Write out each line below exactly as it appears.

[Saved entries]
::::
PR #722, opened 2022-11-27
implemented ArrayList v. 1

ItsUnbidden:


src/main/java/core/basesyntax/ArrayList.java
```diff
@@ -1,48 +1,121 @@
...
+
+    private int size;
+    private Object[] elements;
+
+    public ArrayList() {
+        elements = new Object[DEFAULT_SIZE];
+        size = 0;
+    }
+
+    private Object[] grow() {
```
::::
> _SOLUTION FOR THIS EXERCISE_
PR #722, opened 2022-11-27
implemented ArrayList v. 1

ItsUnbidden:


src/main/java/core/basesyntax/ArrayList.java
```diff
@@ -1,48 +1,121 @@
...
+
+    private int size;
+    private Object[] elements;
+
+    public ArrayList() {
+        elements = new Object[DEFAULT_SIZE];
+        size = 0;
+    }
+
+    private Object[] grow() {
```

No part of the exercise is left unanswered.